Sometimes weight loss books are so quick to get to the skinny victory. They check off a former self with its struggles as a completed task. There is distancing from being fat as if it might be an infectious disease. It makes me sad to see this happen, even if I am someone on the sideline cheering on the lifestyle change. Deep down, each of us is a compilation of greatest hits of what has occurred in our lives to get us to the point we are at now. If we erase 5 or 10 years, our music isn’t as rich and full. Growing up fat isn’t everyone’s story, but it is mine. And it’s Andie Mitchell’s too.
In her memoir, It Was Me All Along, she doesn’t dole out condemnation, even now that she’s 135 pounds smaller. What she does instead is share her story of suffering and survival, of coping and coming to grips, accepting being “the fat girl” and then making lasting changes. Being fat is really misunderstood in our culture. A person’s size might be more of an indication of deeper problems and is a cloak of protection as it was for Andie. “I built walls around myself with bricks of cake, using frosting as a mortar.” (p. 68) Just like in food writing, often food is the conduit through which to talk about deeper truths. Unlike alcohol, food addiction isn’t something one can abstain from consuming entirely.

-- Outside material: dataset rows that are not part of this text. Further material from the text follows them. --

PR #2258, opened 2020-04-17
Fix prow addons ctrl

dekiel:
Updated prow-addons-ctrl-manager dependency and image.


dekiel:
We moved to crier slackreporter for reporting failed prowjobs.

PR #2292, opened 2020-04-24
Add gcs reporter to crier for jobs that never started

tehcyx:
**Description**
This change should enable crier to also report on jobs that never started (as long as they have a job id).

As of https://kubernetes.slack.com/archives/CDECRSC5U/p1587663764198900

>  if the pod never starts -- say there's a typo in the image name -- then make sure you enabled the gcsreporter in crier, which will tell you on that page why the pod didn't start
https://github.com/kubernetes/test-infra/blob/1424cf49538c10a8061f4a78a0e202e70192eeff/config/prow/cluster/crier_deployment.yaml#L45

- change crier to also enable a gcs reporter

### DIFF
--- a/prow/cluster/components/33-crier_deployment.yaml
+++ b/prow/cluster/components/33-crier_deployment.yaml
@@ -26,6 +26,7 @@ spec:
             - --slack-workers=1
             - --slack-token-file=/etc/slack/token
             - --gcs-workers=1
+            - --gcs-credentials-file=/etc/credentials/service-account.json
             - --build-cluster=/etc/cluster/cluster.yaml
           volumeMounts:
             - name: config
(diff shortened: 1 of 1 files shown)


dekiel:
In crier main.go I've found there is arg to pass location of credentials to access gcs. I'm wonder why this is not present in deployment which you referenced. Maybe in case public gcs it's not needed, which I think is our case. Please check https://github.com/kubernetes/test-infra/blob/1424cf49538c10a8061f4a78a0e202e70192eeff/prow/cmd/crier/main.go#L143

Please take a look on this conversation and check if we will get hit from the issue mentioned. https://kubernetes.slack.com/archives/CDECRSC5U/p1587410448161600

tehcyx:
Crier on k8s prow uses `gke workload identity for authentication against gcp`. That would mean for our case we would have to figure out how to configure the service account correctly: https://github.com/kyma-project/test-infra/blob/master/prow/cluster/components/34-crier_rbac.yaml#L6 (especially uncomment the highlighted line and put a correct service account there)

Or pass a service account via the crier configuration.

dekiel:
Ah, I forgot about this new feature. We should go the old fashioned way and add `gcs-credentials-file` param to crier to avoid having different logic for different components.

PR #7948, opened 2023-06-27
Add extra refs to istio nightly

barchw:
**Description**

- Add extra refs to Istio nightly job

### DIFF
--- a/templates/data/istio-module-data.yaml
+++ b/templates/data/istio-module-data.yaml
@@ -226,14 +226,12 @@ templates:
                     DISK_TYPE: "pd-standard"
                     SCALER_MAX: 20
                     SCALER_MIN: 3
-                  reporter_config:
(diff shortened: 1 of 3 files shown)


templates/data/istio-module-data.yaml
```diff
@@ -196,6 +196,13 @@ templates:
               - jobConfig:
                   name: nightly-istio-performance-test-gcp
                   cron: "0 0 * * *"
+                  path_alias: github.com/kyma-project/istio
+                  extra_refs:
```
triffer, line 200: Why do we need the extra_refs with the same path_alias as in the jobConfig? Shouldn't it be enough to only have the path_alias in jobConfig?

triffer (approved):

Sawthis (approved):

Issue #7499, opened 2023-04-19
Fix post-main-k3d-k8s-preview and update dependencies


Sawthis:
**Description**

We updated [post-main-k3d-k8s-preview](https://status.build.kyma-project.io/job-history/gs/kyma-prow-logs/logs/post-main-k3d-k8s-preview) job to use k8s in 1.27 version and now it is failing.

AC:

- [ ] Job finishes successfully 
- [ ] Update [dependencies](https://github.com/kyma-project/test-infra/blob/main/development/custom-image/install-deps-debian.sh#L17-L25) of the job. nodejs should be updated to 16 and k3d is quite old.
- [ ] As discussed with @zhoujing2022 job should be changed to periodic and run once a day.

tobiscr:
Can be closed... job is gone.

Sawthis:
The job is not gone. Let's do/check it after [upgrade to k8s 1.26](https://github.com/kyma-project/test-infra/issues/7190).

Sawthis:
The best approach would be to rewrite this job to new approach which is not using VM.

Sawthis:
https://status.build.kyma-project.io/job-history/gs/kyma-prow-logs/logs/post-main-kyma-k3d-k8s-preview is failing again after bump k8s 1.27.

Ressetkk:
/close
Completed by #7951

PR #7951, opened 2023-06-27
New k8s next integration test job

Ressetkk:
/area ci
/kind feature

Rewritten k8s next integration job as periodic that runs every 12h. Locally on k3d. Without flaky tests.
It uses experimental image which will have to be changed into prod one once build toolchain is finished. But let's not block it, as it's quite important.


Sawthis:
Issue: https://github.com/kyma-project/test-infra/issues/7499

Sawthis (approved):

PR #7952, opened 2023-06-27
Add skip for sec-scanner-config for Istio jobs

triffer:
**Description**

- Skip sec scanner config for relevant Istio jobs

**Related issue(s)**

- https://github.com/kyma-project/istio/issues/186

### DIFF
--- a/templates/data/istio-module-data.yaml
+++ b/templates/data/istio-module-data.yaml
@@ -9,8 +9,6 @@ templates:
               privileged: false
               seccompProfile:
                 type: RuntimeDefault
-          job_post:
-            slack_channel: goat-int
           job_build:
             skip_report: "false"
             max_concurrency: "10"
@@ -38,6 +36,8 @@ templates:
               - name: signify-secret
                 mountPath: /secret
                 readOnly: true
+          job_skip_config:
+            skip_if_only_changed: 'sec-scanners-config.yaml|^docs/|^tests/performance/|\.md$|^(OWNERS|CODEOWNERS)$|^\.'
           vm_job_make:
             path_alias: github.com/kyma-project/istio
             command: "bash"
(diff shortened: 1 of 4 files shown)


templates/data/istio-module-data.yaml
```diff
@@ -118,15 +117,15 @@ templates:
                     - image_buildpack-golang # takes latest golang image
                     - jobConfig_default
                     - jobConfig_postsubmit
+                    - jobConfig_slack_goat
                   local:
                     - job_default
-                    - job_post
```
videlov, line 123: we do not want slack notifications on post jobs?

videlov (changes requested):

templates/data/istio-module-data.yaml
triffer: We want this, since otherwise failing jobs on main might go unnoticed. Also I didn't change the configuration, this is the same [that was in place before](https://github.com/kyma-project/test-infra/blob/28437186a420ec49df6bbcc36d514c5aba922ba5/prow/jobs/modules/internal/istio-manager.yaml#L197), but I only removed the `job_post` local config (that only applied the Slack config) with a global config.

templates/data/istio-module-data.yaml
```diff
@@ -155,16 +154,16 @@ templates:
                 inheritedConfigs:
                   global:
                     - jobConfig_postsubmit
+                    - jobConfig_slack_goat
                   local:
                     - job_default
-                    - job_post
```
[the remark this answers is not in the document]
triffer: See https://github.com/kyma-project/test-infra/pull/7952#discussion_r1244683374

Sawthis (approved):

templates/data/istio-module-data.yaml
videlov: now I get it, there is global config for this - `jobConfig_slack_goat`

videlov (approved):

PR #8025, opened 2023-07-03
Update image dependencies

Ressetkk:
/kind chore
/area ci

Usual manual updates, and check if build script is working as expected...


halamix2 (approved):
/woof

Pieces of Andie’s story reflect like a mirror into my own life, like combating loneliness, “Our apartment wasn’t so lonely with two dozen cupcakes cooling on my kitchen counter.” (p. 51) Her weight loss challenges start at childhood, follow her through high school, and then coast on into college where a trip to Italy helps her conquer her disordered eating. Andie describes how she and her mother regarded her weight like New England winters, “wishing they weren’t so burdensome, but accepting that they probably wouldn’t change any time soon.” (p. 54) And yet, that after many futile attempts at dieting, support groups, calorie counting and bingeing, she is able to change is powerful. Her story hooked me as I read it cover to cover one weekend annotating my copy with penciled-in underlines and comments.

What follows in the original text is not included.